赞
踩
准备了三台虚拟机,配置网络(cd etc/sysconfig/network-scripts),添加域名和ip映射关系(vi /etc/hosts),以及在windows系统的hosts下添加虚拟机域名映射关系,保证虚拟机之间能够ping通。
vi /etc/hosts:
192.168.1.66 datanode01
192.168.1.67 datanode02
192.168.1.68 datanode03
添加hadoop用户,useradd hadoop,修改权限。
cd /etc/sudoers
visudo
root ALL=(ALL) ALL
hadoop ALL=(ALL) ALL
下载jdk,并通过xftp上传到 /usr/java路径下解压。并 vi /etc/profile 配置环境。配置完以后,通过source /etc/profile启动生效。
通过which java和java -version查看配置结果如下:
[root@datanode01 ~]# which java
/usr/java/jdk1.8.0_291/bin/java
[root@datanode01 ~]# java -version
java version "1.8.0_291"
Java(TM) SE Runtime Environment (build 1.8.0_291-b10)
Java HotSpot(TM) 64-Bit Server VM (build 25.291-b10, mixed mode)
[hadoop@datanode01 ~]$ssh-keygen -t rsa
[hadoop@datanode01 ~]$ssh-copy-id datanode01
[hadoop@datanode01 ~]$ssh-copy-id datanode02
[hadoop@datanode01 ~]$ssh-copy-id datanode03
在datanode02和datanode03上也是如此操作,保证彼此之间实现免密登录。

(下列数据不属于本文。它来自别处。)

PR #214, opened 2021-04-02
ENH: Add CDC county vaccine data

cc7768:
@ghop02 @sglyon 

Popping in to add to your review load.

### DIFF
--- a/can_tools/scrapers/base.py
+++ b/can_tools/scrapers/base.py
@@ -37,8 +37,14 @@ class CMU:
         self.sex = sex
 
 
+class RequestError(Exception):
+    pass
+
+
 class ValidateDataFailedError(Exception):
     """Error raised when data vailidation fails."""
+
+    pass
 
 
 def _get_base_path() -> Path:
--- a/can_tools/scrapers/base.py
+++ b/can_tools/scrapers/base.py
@@ -38,6 +38,8 @@ class CMU:
 
 
 class RequestError(Exception):
+    """Error raised when a network request fails"""
+
     pass
 
 
--- a/can_tools/scrapers/official/federal/CDC/cdc_county_vaccines.py
+++ b/can_tools/scrapers/official/federal/CDC/cdc_county_vaccines.py
@@ -52,7 +52,7 @@ class CDCCountyVaccine(FederalDashboard):
         if not response.ok:
             msg = f"Failed to make request to {self.url}\n"
             msg += "Response from request was\n:"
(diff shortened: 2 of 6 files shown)


sglyon (approved):

can_tools/scrapers/base.py
```diff
@@ -37,9 +37,17 @@ def __init__(
         self.sex = sex
 
 
+class RequestError(Exception):
```
ghop02, line 40: suggestion/thought for the future: as long as there are more than a few I've always liked having an `errors` module that makes it easy to reference common errors across different contexts.

can_tools/scrapers/official/federal/CDC/cdc_county_vaccines.py
```diff
@@ -0,0 +1,64 @@
...
+            age="65_plus",
+        ),
+    }
+
+    def fetch(self):
+        response = requests.get(self.url)
+        if not response.ok:
+            msg = f"Failed to make request to {self.url}\n"
+            msg += "Response from request was\n:"
+            msg += textwrap.indent(response, "\t")
```
ghop02, line 55: Should this be `response.content`?

can_tools/scrapers/variables.py
```diff
@@ -2,31 +2,31 @@
 
 from can_tools.scrapers import CMU
 
-INITIATING_VACCINATIONS_ALL = CMU(
+INITIATING_VACCINATIONS_ALL: CMU = CMU(
```
ghop02, line 5: Is this necessary when the variable is directly assigned?

ghop02 (approved):
Couple small comments!

can_tools/scrapers/base.py
sglyon: Yeah that works for me. so far I've just been collecting them here

can_tools/scrapers/official/federal/CDC/cdc_county_vaccines.py
sglyon: yep, good catch!

can_tools/scrapers/variables.py
sglyon: For some reason my editor wasn't picking up that it was a CMU instance when I was using `variables.INITIATING_VACCINATIONS_ALL`

I agree it shouldn't be necessary, but I guess for my tooling it was?

ghop02:
@sglyon is this good to go?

在hadoop官网下载hadoop3.1.4,并通过xftp上传到 /usr/local/路径下,解压,并重命名文件为hadoop。vi /etc/profile 配置hadoop环境。配置完以后,通过source /etc/profile启动生效。/etc/profile文件示例(下面包含了zookeeper的配置):
export JAVA_HOME=/usr/java/jdk1.8.0_291
export CLASSPATH=.:$JAVA_HOME/jre/lib/rt.jar:$JAVA_HOME/lib/dt.jar:$JAVA_HOME/lib/tools.jar
export HADOOP_HOME=/usr/local/hadoop
export ZOOKEEPER_HOME=/usr/local/zookeeper
export PATH=$PATH:$JAVA_HOME/bin:$ZOOKEEPER_HOME/bin:$HADOOP_HOME/bin:$HADOOP_HOME/sbin:$HADOOP_HOME/sbin
在/usr/local/hadoop/etc/hadoop路径下配置hadoop-env.sh 设置JAVA_HOME:
# The java implementation to use. By default, this environment
# variable is REQUIRED on ALL platforms except OS X!

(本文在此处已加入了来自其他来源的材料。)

PR #217, opened 2021-04-04
Disable USAFacts validation

ghop02:


mikelehen (approved):
LGTM, assuming it works. 😁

export JAVA_HOME=/usr/java/jdk1.8.0_291
修改core-site.xml:
<configuration> <property> <name>fs.defaultFS</name> <value>hdfs://datanode01:9000</value> </property> <property> <name>hadoop.tmp.dir</name> <value>/opt/data/tmp</value> </property> <property> <name>dfs.namenode.name.dir</name> <value>file://${hadoop.tmp.dir}/dfs/name</value> </property> <property> <name>dfs.datanode.name.dir</name> <value>file://${hadoop.tmp.dir}/dfs/data</value> </property> </configuration>
在三台虚拟机的/opt/data下创建tmp、namenode和datanode目录。

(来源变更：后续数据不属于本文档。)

PR #218, opened 2021-04-04
Florida demographis data

mehanig:
This PR reads data from http://ww11.doh.state.fl.us/comm/_partners/covid19_report_archive/vaccine-county/vaccine_county_report_latest.pdf

And tries to create one dataframe with merged values, but I am not sure I understand the final schema should look like

Dataframe with only age data looks like this (dfs_demographics variable at line 48):
image

Can someone give me advice how this should be merged into final Dataframe.
I commened the code which supposed to do something similar, but it doesnt work and I want to have a feedback before I dig deeper into it


mehanig:
@sglyon saw your reply in another PR, thanks for explaining with long data, I will apply the comment to my PR too

sglyon:
Thank you for looking and responding here! 

Sorry I didn’t get a chance here. 

I have been extra tied up with external things this week. 

I’m working on some developer documentation that will hopefully make it easier to contribute. 

Thanks for your patience and willingness to help us.

sglyon:
The WIP docs for writing scrapers are here: https://github.com/covid-projections/can-scrapers/blob/docs/docs/scraping/writing_scrapers.rst

I'll attempt to get these "published" by EOD Friday

sglyon:
update -- scope of docs expanded a bit and it is now slated to be released by end of next week!

mehanig:
Hello, thank you for docs! 
They were helpfull. I pushed an update which creates dataframe in a format needed, I believe. 
Code is a bit repetetive, but let's focus on data format for now.

Since I am changing the existing file, I coudn't find a way to merge existing dataframe and demographic dataframe, is it better be a new file? Or there is an expected way to merge them?

Another question is that test is failing with `"NOT NULL constraint failed: covid_observations.location_id"`, What's needed to be done with location_id? I somehow missed this part, do I need to add location to variable files?

Thank you

sglyon:
Hey @mehanig thanks for the work here. 

> Since I am changing the existing file, I coudn't find a way to merge existing dataframe and demographic dataframe, is it better be a new file? Or there is an expected way to merge them? 

It's ok to have these scrapers live in the same file, but we won't need to worry about merging the data from the other scraper from the demographic data here. Let's keep them in two separate classes and let the database generate the combined dataset for us.

> Another question is that test is failing with "NOT NULL constraint failed: covid_observations.location_id", What's needed to be done with location_id? I somehow missed this part, do I need to add location to variable files?

You shouldn't have to add anything to the variable files. The general rule of thumb with the location Id is that your dataframe should have exactly one of the following:

1. A column named `location` containing county FIPS codes as integers AND you should set the class level property `has_location = True`
2. A column names `location_name` containing the name of a county as a string AND setting `has_location = False` at the root of the class

@tlyon3 will you please review  this PR on Wednesday morning and give any more guidance on the location_id issues 

(note I'm OOO for the next couple days, so @tlyon3  is helping pick up my slack!)

can_tools/scrapers/official/FL/fl_vaccine.py
```diff
@@ -13,18 +16,77 @@ class FloridaCountyVaccine(StateDashboard):
...
+                f.write(results.content)
+                pdf_pages_headers = textract.process(tmp_file)
+                county_names = re.findall(r"COVID-19: (?P<countyName>.*?) vaccine summary",
+                                          pdf_pages_headers.decode("utf-8"))
+                county_names = list(map(lambda x: x if not x.endswith(" County") else x[:-7], county_names))
+
+        county_demographics_data = camelot.read_pdf(self.fetch_url_for_counties, pages="1-end", flavor="stream", row_tol=10)
+        return {"vaccine_data": vaccine_data, "county_demographics_data": county_demographics_data, "county_names": county_names}
+
+    def normalize_group(self, df, demographic, dgroup, group_rename, cmu):
```
tlyon3, line 41: Looks like this method is unused? You normalize each demographic data in `if` blocks in the main `normalize` method. 

I'd recommend breaking them out into individual demographic normalize methods (eg `_normalize_sex`, `_normalize_age`, etc). Then call each one in the main `normalize ` method.

I believe that's what you were starting to do with this method.

tlyon3 (changes requested):
Looks good. Looks like got the `location_id` error fixed. Good job! Just one comment on code structure and this is good to go.

sglyon:
Hi @mehanig just checking in to see if you've had any luck fixing the SQL issues with the location columns?

Would it help to have a brief call? If so, please reach out on slack

sglyon:
Hey @smcclure17 I have gone through this PR and made changes so that it now works!

Would you please review when you get a chance?

Thanks!

smcclure17 (approved):
tests passed and the data looks good/correct!

I don't have too much experience with parsing from PDFs, so no real comments there, but I think everything looks great!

修改hdfs-site.xml,将datanode02设置为secondary name node:
<configuration>
<property>
<name>dfs.replication</name>
<value>3</value>
</property>
<property>
<name>dfs.namenode.secondary.http-address</name>
<value>datanode02:50090</value>
</property>
</configuration>
编辑slaves,设置datanode。
[hadoop@datanode01 hadoop]$ cat slaves
datanode01
datanode02
datanode03
编辑yarn-site.xml,将datanode02设置为resource manager。
<configuration>
<property>
<name>yarn.nodemanager.aux-services</name>
<value>mapreduce_shuffle</value>
</property>
<property>
<name>yarn.resourcemanager.hostname</name>
<value>datanode02</value>
</property>
</configuration>
编辑mapred-site.xml。将datanode03设置为job history server。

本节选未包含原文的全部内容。